**Data under study:**
PR #230, opened 2020-11-06
Specify epsilon for the wgridder manually

landmanbester:
There was a bug in wgridder.dirty which caused the gridder to crash if an epsilon other than the default was used. This should now be fixed. I have also changed the default to 1e-5 regardless of whether single or double precision griding is required.

### DIFF
--- a/HISTORY.rst
+++ b/HISTORY.rst
@@ -2,6 +2,10 @@
 History
 =======
 
+0.2.9 (????-??-??)
+------------------
+* Fix manually specifying wgridder precision (:pr:`230`) 
+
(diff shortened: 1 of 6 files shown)


sjperkins (changes requested):
Looks good, just needs a HISTORY.rst entry.

landmanbester:
Yes, I still want to add a test or two as well

landmanbester:
I think it's good to go in now if you have a sec @sjperkins

sjperkins (approved):

sjperkins:
Thanks @landmanbester

PR #234, opened 2021-01-04
Add mindet to avoid div0 errors in spi fitter and fix alpha and I0 variance estimates

landmanbester:
Small fix to avoid divide by zero errors during spi fitting. Let's hold off merging for now, want to test this thoroughly first

### DIFF
--- a/africanus/model/spi/component_spi.py
+++ b/africanus/model/spi/component_spi.py
@@ -10,7 +10,7 @@ from africanus.util.numba import jit
 
 @jit(nopython=True, nogil=True, cache=True)
 def _fit_spi_components_impl(data, weights, freqs, freq0, out,
-                             jac, ncomps, nfreqs, tol, maxiter):
+                             jac, ncomps, nfreqs, tol, maxiter, mindet):
     w = freqs/freq0
     for comp in range(ncomps):
         eps = 1.0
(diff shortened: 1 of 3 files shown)


landmanbester:
@sjperkins I think this is good to go when you have a sec

landmanbester:
Oh wait, need the HISTORY.rst entry

landmanbester:
Just to document the changes, this PR fixes the variance estimates of alpha and I0 when the per band weights in the fit are only correct up to some scaling factor and adds a minimum cutoff to the determinant computation that can cause the GN optimisation to fail if starting too far away from a local minimum

africanus/model/spi/component_spi.py
```diff
@@ -31,23 +32,23 @@ def _fit_spi_components_impl(data, weights, freqs, freq0, out,
             jr0 = 0.0
             jr1 = 0.0
             for v in range(nfreqs):
-                lik += residual[v] * weights[v] * residual[v]
+                lik += residual[v] * weights[v] * residual[v]  # /2
```
sjperkins, line 35: Can this comment be removed?

sjperkins (approved):
I'm happy, I'll leave it up to you to decide whether you want to deal with comment nit.

africanus/model/spi/component_spi.py
landmanbester: It has been removed

PR #237, opened 2021-01-25
Add hessian function and double accumulation option to gridder

landmanbester:
* adds a paranoid mode to the gridder to avoid accumulation errors when gridding in single precision. 
* adds the Hessian function (out of memory and in place) R.H W R to wgridder.

### DIFF
--- a/HISTORY.rst
+++ b/HISTORY.rst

**Required work:** Lines of the material in which the word "test" occurs are to be copied out.

**Answer section:**
Yes, I still want to add a test or two as well
Small fix to avoid divide by zero errors during spi fitting. Let's hold off merging for now, want to test this thoroughly first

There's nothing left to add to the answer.